Entre 2009 e 2013, o Brasil pagou R$ 1,19 trilhão em juros da dívida. Isso mesmo: mais de um trilhão de reais. Ano após ano, vem aumentando. Em 2013, recorde histórico: R$ 249 bilhões. Quanto é isso? Para efeito de comparação, o governo de Dilma investiu em 2013 no Bolsa-Família R$ 25 bilhões, e dez vezes mais no Bolsa-Banqueiro...

Em linguagem de gente: o Brasil anos atrás trocou sua dívida externa por uma dívida interna. Que é muito mais cara, porque aqui os juros são muito mais altos que internacionalmente. As contas do Brasil não fecham. Estamos pagando cada vez mais juros para quem nos empresta.
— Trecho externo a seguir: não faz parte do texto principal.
Issue #2335, opened 2022-09-26
Gradio fails to render thumbnails when image directory path is specified


neerajprad:
### Describe the bug

When I instantiate the Interface class with `examples={directory path}` (this is one of the options given in the documentation for the [Interface](https://gradio.app/docs/#interface-header) class) for an image classification model, the app fails to generate the thumbnail images for the examples. (See screenshot)

Clicking on the blank thumbnail still correctly loads the example. I checked that replacing this with a list to the absolute path for each of the example images works as expected. 

### Is there an existing issue for this?

- [X] I have searched the existing issues

### Reproduction

Relevant commit: [99c4e70901c27da87e3313902128fb629e31278d](https://huggingface.co/spaces/neerajprad/leaf-classifier-demo/commit/99c4e70901c27da87e3313902128fb629e31278d)

### Screenshot

<img width="832" alt="Screen Shot 2022-09-25 at 4 41 35 PM" src="https://user-images.githubusercontent.com/1762463/192187911-14d1b40d-56af-4497-b5c3-a9b414e38dbd.png">

### Logs

```shell
N/A
```

### System Info

```shell
App running on Huggingface Spaces
Browser: Chrome
```

### Severity

annoying

freddyaboulton:
Hi @neerajprad ! Thanks for filing this. I think I know what's happening - the examples component is not loading the full path to the file. This is similar to https://github.com/gradio-app/gradio/issues/2129 but I it's an actually a different case.

neerajprad:
> This is similar to https://github.com/gradio-app/gradio/issues/2129 but I it's an actually a different case.

Ahh..I missed that. Feel free to close/merge the issues if you think the fix is the same for both. Thanks for taking a look.

evanlesmez:
I still see this with gradio 3.33.1

evanlesmez:
The problem seems to stem from using images from a path with a different parent directory

wywywywy:
> The problem seems to stem from using images from a path with a different path of parents

Sorry can you explain what you mean by this please? @evanlesmez

evanlesmez:
> > The problem seems to stem from using images from a path with a different path of parents
> 
> Sorry can you explain what you mean by this please? @evanlesmez

Sorry I should have been more clear and included more information at the time. I do remember seeing blank thumbnails. Not sure if it was because of relative path or not but I can see now that in a project with sample images I provided an absolute path for examples.

xiexh20:
[...]

Issue #2129, opened 2022-08-30
When specifying examples with a filepath + csv file, the front-end can't display the example images


freddyaboulton:
### Describe the bug

When specifying examples with a filepath + csv file, the front-end can't display the example images.

The reason is that in the csv file, the paths are relative to the `image_log` directory. 

You could specify a full path in the csv file but the implementation of `Examples` [assumes](https://github.com/gradio-app/gradio/blob/main/gradio/examples.py#L171) the paths are relative. Some discussion about this [here](https://github.com/gradio-app/gradio/pull/1952#issuecomment-1207092844)

Basically, it seems the log directory must be in the same directory as the demo, which is confusing and not documented as far as I can tell.

### Is there an existing issue for this?

- [X] I have searched the existing issues

### Reproduction

Make the following demos to the `image_mod` demo

```python
import gradio as gr
import os


def image_mod(image):
    return image.rotate(45)


demo = gr.Interface(image_mod, gr.Image(type="pil"), "image",
                    flagging_options=["blurry", "incorrect", "other"],
                    examples=os.path.join(os.path.dirname(__file__), "../../test/test_files/images_log"))

if __name__ == "__main__":
    demo.launch()
```

### Screenshot

![image](https://user-images.githubusercontent.com/41651716/187537665-4adecd30-7dcb-4a40-a54c-a01ad8245b82.png)

### Logs

```shell
raise RuntimeError(f"File at path {self.path} does not exist.")
RuntimeError: File at path /Users/freddy/sources/gradio/im/bus_copy.png does not exist.
```

### System Info

```shell
main
```

### Severity

serious, but I can work around it

sachit-menon:
Hi, any update on this? It is doable but a bit of a pain to have to list every item in the directory individually every time.

abidlabs:
This issue got buried @sachit-menon, but I'll take a look this week! Thanks for the reminder

sachit-menon:
Thanks!

PR #2745, opened 2022-11-30
Show image thumbnails when example directory is provided

abidlabs:
Previously image thumbnails would not show up if a directory of images was provided. Now, they should work just fine: 

* Fixes: #2129
* Fixes: #2335


freddyaboulton (approved):
Looks good to me @abidlabs !

abidlabs:
Appreciate the review, thanks @freddyaboulton!

PR #2748, opened 2022-11-30
Resize images for chatbot

abidlabs:
@dawoodkhan82 noticed that images are not resized in the chatbot, which can lead to a degraded experience for very large images. A quick css fix for that.

Before:

image

After:

image

Thanks for testing @dawoodkhan82!


freddyaboulton (approved):
Thanks for the fix @abidlabs @dawoodkhan82 !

E quem nos empresta a grana? Quem compra títulos públicos. Não é o zé povinho. É quem tem boa grana para investir, e grandes empresas, e, claro, os grandes bancos. Nossas instituições financeiras lucram pesado emprestando ao governo, sem risco nenhum. E por isso fazem questão de influir na hora que escolhemos presidentes e congressistas.

Segundo a prestação parcial de contas dos candidatos, até agora Dilma arrecadou R$ R$ 123,6 milhões, Aécio R$ 46,5 milhões, e Marina R$ 23 milhões. O Estadão publicou uma grande análise detalhando de onde vêm as doações. Vêm, naturalmente, das maiores empresas do Brasil, as que mais têm relações de negócios com o governo. Vale ler a reportagem do Daniel Bramatti.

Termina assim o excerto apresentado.